Pontifical University of Saint Anthony
- Latin: Pontificia Universitas Antonianum
- Established: Built 1890 (Officially established in 1933)
- Religious affiliation: Franciscans
- Rector: Mary Melone, S.F.A.
- Location: Rome, Italy 41°53′21″N 12°30′15″E﻿ / ﻿41.88917°N 12.50417°E
- Website: www.antonianum.eu
- Location on a map of Rome

= Pontifical University of Saint Anthony =

The Pontifical University of Saint Anthony, also known as the Antonianum (Pontificia Universitas Antonianum, Pontificia Università Antonianum), and formerly as Pontifical Athenaeum Antonianum, is a Franciscan pontifical university in Rome named in honour of Anthony of Padua. It is located in the Rione Esquiline, a block north of the Basilica of St John Lateran, at Via Merulana 124, near the intersection of Via Labicana/Viale Manzoni and Via Merulana.

==History==
In 1883, Father Bernardino Dal Vago da Portogruaro (1869–1889), Minister General of the Order of Friars Minor, proposed the construction of a new academic college:

So that the [Franciscan] Order will, in due course, be lit by very learned men and well versed in individual academic subjects and each province will be glorious and benefit from these professors and teachers.

Construction of the university began in 1884 and the institution was opened 6 years later in 1890 by Luigi Canali (1889–1897).

To obtain legal recognition from the Italian state, the university was founded as a Missionary College attached to the Roman Curia and the Propaganda Fide. Although this allowed the university to open and operate, missionary work was not the original aim of the university and its academic leaders were keen to secure recognition for the institution in its own right. The process was delayed first by World War I, and then by the publication of Pope Pius XI's Apostolic Constitution Deus Scientiarum Dominus in 1931, which dictated new rules for academic study. Finally, on 17 May 1933, the Congregation of Seminaries and Universities issued a decree granting the university the right to issue academic qualifications.

In 1926 the college inaugurated a philosophical-theological review entitled Antoniarum.

On 14 June 1938, the institution was granted the right to use the title Pontifical by Pope Pius XI. On 11 January 2005, Pope John Paul II granted the University the right to use the Pontifical University title.

==Faculties==

The University has four faculties and a number of associated institutes, which run approximately 180 courses per year:
- Faculty of Theology
- Faculty of Biblical Sciences and Archaeology (Studium Biblicum Franciscanum in Jerusalem)
- Faculty of Canon Law
- Faculty of Philosophy

The University also includes the Franciscan Institute of Spirituality, operated by the Order of Friars Minor Capuchin.

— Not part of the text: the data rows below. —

PR #134, opened 2024-05-19
Make this crate work on embedded targets

BlueZeeKing:
- Document `std` feature
- Set `concurrent-queue/portable-atomic` feature correctly

### DIFF
--- a/src/lib.rs
+++ b/src/lib.rs
@@ -62,13 +62,13 @@
 //!
 //! # Features
 //!
+//! - The `std` feature (enabled by default) enables the use of the Rust standard library. Disable it for `no_std`
+//! support
+//!
 //! - The `portable-atomic` feature enables the use of the [`portable-atomic`] crate to provide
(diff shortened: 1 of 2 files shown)


src/lib.rs
```diff
@@ -66,6 +66,9 @@
 //!   atomic operations on platforms that don't support them.
 //!
 //! [`portable-atomic`]: https://crates.io/crates/portable-atomic
+//!
+//! - The `std` feature enables the use of the Rust standard library. Disable it for `no_std`
```
taiki-e, line 70:
```suggestion
//! - The `std` feature (enabled by default) enables the use of the Rust standard library. Disable it for `no_std`
```

Also, it might be better to swap the order of this and `portable-atomic` feature to match the order in Cargo.toml.

taiki-e:
Thanks! Rebasing should fix the CI failure.

taiki-e (approved):

PR #135, opened 2024-05-19
Fix new nightly Clippy warnings

notgull:
- Suppress warning from the cfg(loom) directive by having it emit
  "rustc-check-cfg" in build.rs
- Remove usage of legacy "std::usize" module.
- Ignore "clippy::multiple_bound_locations". We use multiple bounds as a
  workaround for an issue in pin-project-lite where only one bound can be
  assigned per location. The phrasing of pin-project-lite's README implies that
  this issue is WONTFIX. To quote:

> This library does not tackle as expansive of a range of use cases as
> pin-project does. If your use case is not already covered, please use
> pin-project.

### DIFF
--- a/build.rs
+++ b/build.rs
@@ -1,0 +1,7 @@
+//! Emits the necessary "checked" compile time flag warning for "loom".
+//!
+//! Without this, the compiler complains about the unspecified "loom" flag.
+
+fn main() {
+    println!("cargo:rustc-check-cfg=cfg(loom)");
+}
--- a/src/lib.rs
+++ b/src/lib.rs
@@ -68,6 +68,7 @@
 //! [`portable-atomic`]: https://crates.io/crates/portable-atomic
 
 #![cfg_attr(not(feature = "std"), no_std)]
+#![allow(clippy::multiple_bound_locations)] // This is a WONTFIX issue with pin-project-lite
 #![warn(missing_docs, missing_debug_implementations, rust_2018_idioms)]
 #![doc(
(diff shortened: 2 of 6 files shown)


notgull:
MIRI failure is tracked in https://github.com/smol-rs/event-listener/pull/133

build.rs
```diff
@@ -0,0 +1,7 @@
+//! Emits the necessary "checked" compile time flag warning for "loom".
+//!
+//! Without this, the compiler complains about the unspecified "loom" flag.
+
+fn main() {
+    println!("cargo:rustc-check-cfg=cfg(loom)");
```
taiki-e, line 6: I would like to use https://github.com/rust-lang/cargo/pull/13913 's config option instead of adding build script.

src/lib.rs
```diff
@@ -68,6 +68,7 @@
 //! [`portable-atomic`]: https://crates.io/crates/portable-atomic
 
 #![cfg_attr(not(feature = "std"), no_std)]
+#![allow(clippy::multiple_bound_locations)] // This is a WONTFIX issue with pin-project-lite
```
taiki-e, line 71: If this lint is triggered for code generated by external macros, it is definitely clippy bug.

taiki-e: Ok, I found https://github.com/rust-lang/rust-clippy/issues/12552.

taiki-e: Oh, looking at your PR description, this lint may also need to be allowed on the pin-project-lite side, but it's not clear which one is actually causing a warning here.

build.rs
notgull: Tracked in #136

PR #136, opened 2024-05-19
Use Cargo.toml lint fix instead of build.rs

notgull:
https://github.com/smol-rs/event-listener/pull/135#discussion_r1606080083


taiki-e:
Thanks! Could you remove the build script?

PR #139, opened 2024-05-27
Disable early-out notify optimizations

### LINKED ISSUE #138: During racy initialization, a race can happen where a notification is dropped
The following logic exists in `notify`:

https://github.com/smol-rs/event-listener/blob/fdbe437699680bb5e402bc89aa2a0dd12a1ebc25/src/lib.rs#L440

The intent is to make it so `notify`ing an `Event` that has never has an `EventListener` is a single atomic operation and nothing else. However, a race condition can happen here where a notification is dropped even when there is a listener available.

- Thread 0 calls `listen()`. As part of `listen()` the `inner()` function is called, which allocates the `Arc<Inner>` and `compare_exchanges` it into the `inner` pointer.
- However, between the `load` of the `inner` pointer and the final `compare_exchange`, Thread 0 is pre-empted and Thread 1 starts.
- Thread 1 calls `notify`, which then calls `try_inner`, which `load`s the `inner` pointer. Since it hasn't been updated yet this returns `0`, which the `notify` function interprets as the event not listening yet.
- Thread 1 finished `notify` by notifying no listeners.

If Thread 0 pre-empted Thread 1 while Thread 1 was updating some atomic state, this can lead to a deadlock.

notgull:
The notify() function contains two optimizations:

- If the `inner` field is not yet initialized (i.e. no listeners have been
  created yet), it returns `0` from the function early.
- If the atomic `notified` field indicates that the current notification would
  do nothing, it returns `0` early as well.

`loom` testing has exposed race conditions in these optimizations that can cause
notifications to be missed, leading to deadlocks. This commit removes these
optimizations in the hope of preventing these deadlocks. Ideally we can restore
them in the future.

Closes #138
cc #130 and #133

### DIFF
--- a/src/lib.rs
+++ b/src/lib.rs
@@ -111,7 +111,7 @@ use sync::Arc;
 #[cfg(not(loom))]
 use sync::WithMut;
 
-use notify::{Internal, NotificationPrivate};
+use notify::NotificationPrivate;
 pub use notify::{IntoNotification, Notification};
 
 /// Inner state of [`Event`].
@@ -437,21 +437,8 @@ impl<T> Event<T> {
         // Make sure the notification comes after whatever triggered it.
         notify.fence(notify::Internal::new());
 
-        if let Some(inner) = self.try_inner() {
-            let limit = if notify.is_additional(Internal::new()) {
-                usize::MAX
-            } else {
-                notify.count(Internal::new())
-            };
-
-            // Notify if there is at least one unnotified listener and the number of notified
-            // listeners is less than `limit`.
-            if inner.needs_notification(limit) {
-                return inner.notify(notify);
-            }
-        }
-
-        0
+        let inner = unsafe { &*self.inner() };
+        inner.notify(notify)
     }
 
     /// Return a reference to the inner state if it has been initialized.
--- a/src/no_std.rs
+++ b/src/no_std.rs
@@ -45,11 +45,6 @@ impl<T> crate::Inner<T> {
         drop(self.try_lock());
     }
 
-    pub(crate) fn needs_notification(&self, _limit: usize) -> bool {
-        // TODO: Figure out a stable way to do this optimization.
-        true
-    }
-
     /// Add a new listener to the list.
     ///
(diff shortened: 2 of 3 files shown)


notgull:
I've tested `async-lock` with a patched version of `event-listener` with this PR and the MIRI tests pass, even with the previously ignored tests un-ignored. In addition I'm relatively sure it passes Loom tests (https://github.com/smol-rs/async-lock/pull/86). However I can't be 100% sure; my max-preemptions count is set very low as I do not have access to hardware that can conduct full loom tests at the moment.

I'm unclear why this bug is manifesting now; pretty much all versions of `event-listener` contain this code and v5 didn't really touch it. Maybe it just offset the timing *just right* for the race condition to start showing up in normal code.

zeenix (commented):
Great work figuring this one! 👍 Wouldn't removing these optimizations mean that we'll wake up tasks unnecessarily? 🤔

notgull:
No, these optimizations were there to add fast paths that didn't lock the inner mutex and traverse the linked list. This operation is somewhat expensive so this optimization avoided doing that if it could. Removing it won't wake up any additional tasks.

fogti (approved):

zeenix (approved):
Thanks for explaining. LGTM then.

src/lib.rs
```diff
@@ -437,21 +437,8 @@ impl<T> Event<T> {
...
-
-            // Notify if there is at least one unnotified listener and the number of notified
-            // listeners is less than `limit`.
-            if inner.needs_notification(limit) {
-                return inner.notify(notify);
-            }
-        }
-
-        0
+        let inner = unsafe { &*self.inner() };
```
taiki-e, line 440: I guess try_inner -> inner change causes UB (null-ptr-deref) on `Event::new().notify()`.

notgull: The `inner` function initializes the inner pointer if it's null, so this shouldn't be an issue.

taiki-e: Oh, sorry, you're right.

PR #140, opened 2024-05-29
v5.3.1

notgull:
- Disable some optimizations that, in rare conditions, can cause race conditions
  causing notifications to be dropped. (#139)
- Ensure the portable-atomic feature is set properly. (#134)
- Update `portable-atomic-util` to v0.2.0. (#132)
- Document the std feature. (#134)


taiki-e:
Thanks! We may want to add https://github.com/smol-rs/event-listener/pull/132 to changelog too.

Otherwise LGTM.

taiki-e (approved):

PR #144, opened 2024-10-18
Use "v2.0.0" branch for security check

notgull:


fogti:
WASM is broken, huh?

notgull:
Yeah I think that's recent.

fogti (approved):

PR #145, opened 2024-10-29
Fix missed notification in Mutex example

### LINKED ISSUE #143: This seems actually not stable(Dead lock)
https://github.com/beckend/event-listener/tree/event_listener_bug

`cargo run --release --example mutex`

https://github.com/beckend/event-listener/blob/event_listener_bug/examples/mutex.rs#L127-L151

It dead locks.

notgull:
I forgot to run notify() when I rewrote this example without unsafe
code. It looks like it prevents deadlocks in this mutex implementation.

I believe this fixes #143. @beckend Can you confirm?

### DIFF
--- a/examples/mutex.rs
+++ b/examples/mutex.rs
@@ -37,7 +37,10 @@ mod example {
 
         /// Attempts to acquire a lock.
         fn try_lock(&self) -> Option<MutexGuard<'_, T>> {
-            self.data.try_lock().map(MutexGuard)
+            self.data.try_lock().map(|l| MutexGuard {
+                lock_ops: &self.lock_ops,
+                locked: Some(l),
+            })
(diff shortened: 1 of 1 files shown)


examples/mutex.rs
```diff
@@ -107,19 +110,29 @@ mod example {
     }
 
     /// A guard holding a lock.
-    struct MutexGuard<'a, T>(Locked<'a, T>);
+    struct MutexGuard<'a, T> {
+        mutex: &'a Mutex<T>,
```
fogti, line 114: Given that we only access `mutex.lock_ops`, wouldn't it be more appropriate to just place a pointer to `lock_ops` here?

fogti (approved):

PR #148, opened 2024-11-17
Add an efficient implementation based on critical-section

notgull:
The current no-std implementation is somewhat ineffecient, potentially
broken and relies on some slow data structures. The main reason why we
use this implementation is because we don't have a way to "lock" the
linked list, since there's no way to lock things in no-std. However,
many embedded platforms have a concept of a "critical section" that can
be used to exclusively lock something.

This PR adds an option to the "std" implementation that replaces the
existing Mutex with a usage of the critical-section crate. This is
enabled with the "critical-section" feature. This allows us to have the
advantages of the std-based implementation without needing to rely on
std for platforms that don't have it.


src/std.rs
```diff
@@ -1,20 +1,32 @@
...
+//! is secured using either a libstd mutex or a critical section.
 
 use crate::notify::{GenericNotify, Internal, Notification};
 use crate::sync::atomic::Ordering;
 use crate::sync::cell::{Cell, UnsafeCell};
-use crate::sync::{Mutex, MutexGuard};
 use crate::{RegisterResult, State, TaskRef};
 
+#[cfg(feature = "critical-section")]
+use core::cell::RefCell;
```
zeenix, line 12: nitpick: I have learnt that it's better to not import conditionally as it then increases the `cfg` lines. E.g I personally favour

```rust
#[cfg(features = "xyz")]
xyz::Xyz::foo();

...

#[cfg(features = "xyz")]
xyz::Xyz::bar();
```

over

```rust
#[cfg(features = "xyz")]
use xyz::Xyz;

...

#[cfg(features = "xyz")]
Xyz::blah();

...

#[cfg(features = "xyz")]
Xyz::bar();
```

Of course it's a personal taste so up to you. :)

src/lib.rs
```diff
@@ -85,8 +85,11 @@ extern crate alloc;
 #[cfg(feature = "std")]
 extern crate std as alloc;
 
-#[cfg_attr(feature = "std", path = "std.rs")]
-#[cfg_attr(not(feature = "std"), path = "no_std.rs")]
+#[cfg_attr(any(feature = "std", feature = "critical-section"), path = "std.rs")]
+#[cfg_attr(
+    not(any(feature = "std", feature = "critical-section")),
+    path = "no_std.rs"
+)]
```
zeenix, line 92: hmm.. I'm a bit confused. I thought `critical-section` is for no_std but here it seems we're `std` module for both? :thinking:

zeenix (commented):
Cool stuff! I had planned to look into critical-sections for async-broadcast but never got around to it. However, since a-b depends on event-listener, this is required anyway. I just have a confusion and a nitpick to offer. :)

src/lib.rs
notgull: Maybe I should rename the `std` and `no_std` modules to something else, now that they don't correspond to `std` and `no_std` more. Maybe `intrusive` vs `slab`, since that's what the implementation is based on.

zeenix: > Maybe `intrusive` vs `slab`, since that's what the implementation is based on.

Sounds good to me.

src/std.rs
notgull: I prefer to avoid using full paths in the body of the code.

zeenix: normally, so do I. It's just that the code becomes much harder to follow if imports are conditional. Anyway, as I wrote, up to you. :)

src/intrusive.rs
```diff
@@ -36,27 +48,77 @@ struct Inner<T> {
...
+    }
+
     /// Get the total number of listeners with blocking.
+    #[cfg(all(feature = "std", not(feature = "critical-section")))]
     pub(crate) fn total_listeners(&self) -> usize {
         self.0.lock().unwrap_or_else(|e| e.into_inner()).len
     }
+
+    /// Get the total number of listeners with blocking.
+    #[cfg(all(feature = "std", feature = "critical-section"))]
```
fogti, line 84: This line looks wrong.
Also, I think it would be a good idea to define `total_listeners` explicitly, and `try_total_listeners` via `total_listeners` in the `critical-section` case.

src/intrusive.rs
```diff
@@ -274,11 +337,13 @@ impl<T> Inner<T> {
     }
 }
 
+#[cfg(all(feature = "std", not(feature = "critical-section")))]
```
fogti, line 340: imo it would be a good idea to put `ListLock` into a separate file and mark the whole file with `#[cfg(...)]`, this would make this easier to read.

src/lib.rs
```diff
@@ -1359,7 +1365,7 @@ mod sync {
     #[cfg(feature = "portable-atomic")]
     pub(super) use portable_atomic_util::Arc;
 
-    #[cfg(all(feature = "std", not(loom)))]
+    #[cfg(all(feature = "std", not(feature = "critical-section"), not(loom)))]
```
fogti, line 1368: why wasn't the `critical_section::Mutex` import put here, too?

fogti (changes requested):
Great work, there is at least one small problem, tho.

src/intrusive.rs
notgull: Good point, fixed.

src/intrusive.rs
notgull: I've inlined the entire construct into `with_inner`.

src/lib.rs
notgull: Because `critical-section` doesn't rely on `loom` intrinsically.

fogti: hm `std` also doesn't rely on `loom` intrinsically; or how is that meant?/ what does that mean?

I just thought it should belong here because that part does accumulate definitions which are basically "alternatives" between different features used throughout the code, and the underlying `Mutex` impl imo is one of those "switchable" things (unfortunately not with a 1-to-1 common/shared sufficient API)

src/intrusive.rs
```diff
@@ -57,9 +56,13 @@ impl<T> List<T> {
         };
 
         #[cfg(feature = "critical-section")]
-        let inner = RefCell::new(inner);
+        {
+            let inner = RefCell::new(inner);
+            Self(critical_section::Mutex::new(inner))
```
fogti, line 61: why is `inner` not inlined?

fogti (approved):

src/intrusive.rs
fogti: oh that's quite neat, thank you.

src/lib.rs
notgull: With std you need to replace std's primitives with loom, with critical-section you can just use a CS based on Loom.

src/intrusive.rs
notgull: Because im silly, will fix

src/intrusive.rs
```diff
@@ -1,20 +1,31 @@
...
-use core::ops::{Deref, DerefMut};
 use core::pin::Pin;
 use core::ptr::NonNull;
 
-pub(super) struct List<T>(Mutex<Inner<T>>);
+pub(super) struct List<T>(
+    /// libstd-based implementation uses a normal Muetx to secure the data.
+    #[cfg(all(feature = "std", not(feature = "critical-section")))]
+    crate::sync::Mutex<Inner<T>>,
+    /// CS-based implementation uses a CS cell that wraps a RefCell.
```
fogti, line 25: I think this should spell out `critical section` instead of `CS` at least once, otherwise it might lead to confusion.

src/intrusive.rs
```diff
@@ -36,67 +47,141 @@ struct Inner<T> {
...
             head: None,
             tail: None,
             next: None,
             len: 0,
             notified: 0,
-        }))
+        };
+
+        #[cfg(feature = "critical-section")]
+        {
```
fogti, line 59: unnecessary parentheses

notgull: You'd think, but when I remove these braces it throws a compile error.

fogti (approved):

== Ethics, Technologies & Artificial Intelligence ==
Ethics, Technologies and Artificial Intelligence

Starting from the 2024 academic year, the University has launched research groups and study programs dedicated to the ethics of artificial intelligence, integrating these activities into its scientific and educational offering. These initiatives are part of a broader focus on innovation, digital transformation, and integral ecology, addressed through an interdisciplinary approach.

During the same period, the University has progressively developed collaborations with Italian institutions, including both ministerial bodies and other entities within the public administration and research system. These collaborations have contributed to strengthening the University’s role as a national reference center for the study of the ethical, social, and environmental implications of emerging technologies.

As a result of these activities, the University has become a recognized hub for research and education on the ethics of artificial intelligence, responsible innovation, and integral ecology, with a positioning grounded in the integration of scientific production, institutional dialogue, and impact on public debate.